神の怒りに触れ、打ち砕かれたバベルの塔の再現。
特に環境保全を掲げるテロリスト達に呼ばれるこの名は、そこに住む者達にも少しずつ広まっていた。
それは塔が落とす影が、塔の建設に至った人類の英知に比して濃く深く、神の怒りに触れる如く混沌としている故であった。
「いっただきまーっす」
ドーナツ状のセカンドバベル周辺区画に作られた商業地域の一角、メガフロート内部の地下道にある二十世紀の雰囲気を模したバーの中で、金髪の少女は両手を組んで形だけの祈りを捧げた。
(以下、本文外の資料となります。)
PR #252, opened 2015-08-11
New variants listener bug fix

yinfeiru:
Fix the bug where the user defined listener doesn't get called on new variants receive.

NOTE:
1. bump up the version
2. ~~make sure the decide change goes live before this one~~ - this is not needed as we are not going to merge in the updated_time change

### DIFF
--- a/src/main/java/com/mixpanel/android/mpmetrics/DecideMessages.java
+++ b/src/main/java/com/mixpanel/android/mpmetrics/DecideMessages.java
@@ -75,7 +75,7 @@ import java.util.Set;
         for (int i = 0; i < newVariantsLength; i++) {
             try {
                 JSONObject variant = variants.getJSONObject(i);
-                if (mVariants == null || !mLoadedVariants.contains(variant.getInt("id"))) {
+                if (!mLoadedVariants.contains(variant.getInt("id"))) {
                     mVariants = variants;
                     newContent = true;
                     break;
--- a/src/main/java/com/mixpanel/android/mpmetrics/DecideMessages.java
+++ b/src/main/java/com/mixpanel/android/mpmetrics/DecideMessages.java
@@ -5,10 +5,14 @@ import android.util.Log;
 import com.mixpanel.android.viewcrawler.UpdatesFromMixpanel;
 
 import org.json.JSONArray;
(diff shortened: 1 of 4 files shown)


src/main/java/com/mixpanel/android/mpmetrics/DecideMessages.java
```diff
@@ -68,12 +70,39 @@ public synchronized void reportResults(List<Survey> newSurveys, List<InAppNotifi
...
+                    mLoadedVariants.add(variant.getInt("id"));
+                } catch(JSONException e) {
+                    Log.e(LOGTAG, "Could not convert variants[" + i + "] into a JSONObject while updating the map", e);
+                }
+            }
+        }
 
         if (MPConfig.DEBUG) {
             Log.v(LOGTAG, "New Decide content has become available. " +
                     newSurveys.size() + " surveys and " +
```
jbwyme: `surveys, ` instead of `surveys and `

src/main/java/com/mixpanel/android/mpmetrics/DecideMessages.java
```diff
@@ -68,12 +70,39 @@ public synchronized void reportResults(List<Survey> newSurveys, List<InAppNotifi
...
+                    mVariants = variants;
+                    newContent = true;
+                    break;
+                }
+            } catch(JSONException e) {
+                Log.e(LOGTAG, "Could not convert variants[" + i + "] into a JSONObject while comparing the new variants", e);
+            }
+        }
+
+        if (mVariants == variants) {
```
jbwyme: let's just add a `hasNewVariants` flag instead of this

src/main/java/com/mixpanel/android/mpmetrics/DecideMessages.java
```diff
@@ -68,12 +70,39 @@ public synchronized void reportResults(List<Survey> newSurveys, List<InAppNotifi
             }
         }
 
-        mVariants = variants;
+        int newVariantsLength = variants.length();
+
+        for (int i = 0; i < newVariantsLength; i++) {
```
jbwyme: let's add some comments explaining what we're doing with this flow

PR #271, opened 2015-10-20
Bump up the API level to 23 -

yinfeiru:
1. add a HttpClient library as it gets removed in Android M
2. replace NotificationCompat with the old Notification in API 9
3. add SuppressWarnings to eliminate the deprecation warnings

(tested on a phone with API 10)


yinfeiru:
Tested on the Android emulator with API 23.

yinfeiru:
Tested against API 21.

PR #277, opened 2015-10-27
Add support for api 23

yinfeiru:


yinfeiru:
Tested full functionality against API 23 and 21. Tested push against API 10.

src/main/java/com/mixpanel/android/util/HttpService.java
```diff
@@ -48,7 +48,7 @@ public boolean isOnline(Context context) {
     }
 
     @Override
-    public byte[] performRequest(String endpointUrl, List<NameValuePair> params, SSLSocketFactory socketFactory) throws ServiceUnavailableException, IOException {
+    public byte[] performRequest(String endpointUrl, Map<String, Object> params, SSLSocketFactory socketFactory) throws ServiceUnavailableException, IOException {
```
anlu: Why was this change necessitated by Android 23?

src/main/java/com/mixpanel/android/mpmetrics/SystemInformation.java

年はまだローティーン程、少しサイズの大きな赤いアロハシャツと麻のハーフパンツから伸びる手足は細く、赤道に近いこの場所にいるにしては全く日に焼けていない。
少女の前には山盛りのクスクスを初めとした七皿にも及ぶ料理。香辛料を効かせたチキンソテーの山に、高さ五センチを超えるシカゴピザ、ボウルからはみ出しそうなサラダ等々、どれもパーティーサイズの料理が全て小柄な少女の前に置かれている。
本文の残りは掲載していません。